As we start learning QM, way before getting to QED, we are taught that the Planck constant appears as a multiple of $i$ in the canonical quantization relation. Why??
Don't get me wrong, I'm totally OK with the fact that it appears in the studies of the oscillator. It could simply be a dimensionful quantity in terms of which other quantities having the same units are expressed.
But we are typically being told smth very different. In the spirit of "this number $\hbar$ in $[q,p]=i\hbar$ is the Planck constant whose value is..., and it sets the scale at which physics starts being quantum".
Imagine a world without QED, with strongly interacting quarks and gluons only. What number would they put into the commutation relation when teaching undergrads?
 A: This question illustrates one of the fundamental challenges in teaching physics. We need to learn easier things first, because we're human, but that's in direct conflict with the desire to learn things in a sequence that is logically clear (deepest axioms first, and forevermore derive everything else from those).
We learn $E=\hbar\omega$ for photons first, because it's easier. Then we learn non-relativistic QM, and then we learn QED. But the reason for the appearance of the same constant $\hbar$ in both $E=\hbar\omega$ (for photons) and in $[q,p]=i\hbar$ non-relativistic QM (which doesn't have photons) comes from QED!
For this particular case, here's a possible solution: after students learn that $E=\hbar\omega$ for photons, point out that this is a special case of a relation that works for particles of all mass, not just massless ones. In particular, the same relation holds for massive particles in non-relativistic QM. Now, after introducing some basics about non-relativistic QM, we can announce that the factor of $\hbar$ really comes from the commutation relations, and then we can show them how to derive the realtion $E=\hbar\omega$ from that deeper reason (for massive particles).
By the time students are ready to learn non-relativistic QM, they should already be familiar with the generic fact that the easier-things-first sequence is often different than the logically-clear sequence, so they should be open to re-arranging their view about where Planck's constant "comes from" when they learn non-relativistic QM. And once the students see how the factor of $\hbar$ in $E=\hbar\omega$ arises from the commutation relations in non-relativistic QM, they should be open to the idea that something similar might be true more generally, so they should be open to a statement like this:

Later, when you learn about relativistic QED, you'll see that the relation $E=\hbar\omega$ for photons gets its factor of $\hbar$ from the same source: commutation relations.

This isn't a perfect solution, because the students might assume that "commutation relations" means "between the position observable and the momentum observable," which is untrue in QED. That problem also has an easy solution, though, one that is strangely missing from the standard curriculum: After teaching non-relativistic QM and before teaching QED, teach non-relativistic QFT! Non-relativistic QFT a great pedagogical bridge for many reasons, and this is one of those reasons. Using non-relativistic QFT, where the math is easy, we can show students how the position-momentum commutation relation arises from the field-field commutation relation. From there, learning why we can't construct a strict position operator in the relativistic case — and why we can still get $E=\hbar\omega$ directly from the field-field commutation relation — should be a relatively easy conceptual step.

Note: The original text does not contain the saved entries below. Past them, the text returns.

PR #475, opened 2016-05-10
[#118094925] Question title displayed twice on page

pcraig3:
As part of the story about removing duplicated text in question labels, I removed the `_single-question-page.scss` template and updated the toolkit version to the version that'll have the removed CSS.

I also removed the manually-built `.hint` text for the supplier creation journey and passed everything into the `question_advice` field.  Pure HTML can be passed through markdown filters, so it seemed okay to just whack everything in there.  The big win is that we can use more general styling as the markup is standardized.
It's a bit funny looking, but it works.  

Also got another non-breaking hyphen in. (yes!)

[>> Story on Pivotal](https://www.pivotaltracker.com/story/show/118094925)

***

## old -> new

New version has (fatter) non-breaking hyphen and more space between the last line and the input field.

duns


app/templates/briefs/clarification_question.html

A: This does not depend specifically on QED, but is a consequence of the general property of quantum mechanics that momentum is the Fourier conjugate of position, or alternatively from the solution of the Schrodinger equation. In natural units the Fourier transform contains the term $e^{ix\cdot p}$. It follows that the natural units of momentum are 1/[length], and likewise the natural units of energy are 1/[time]. Just as relativity shows that the natural units of distance are the same as the unit of time ($c=1$), quantum mechanics shows that the natural units of energy are $\mathrm s^-1$. In other words, $\hbar$ is simply a conversion constant between natural units and energy (or mass). This is reflected in the current SI definition of the kilogram, in terms of Planck's constant.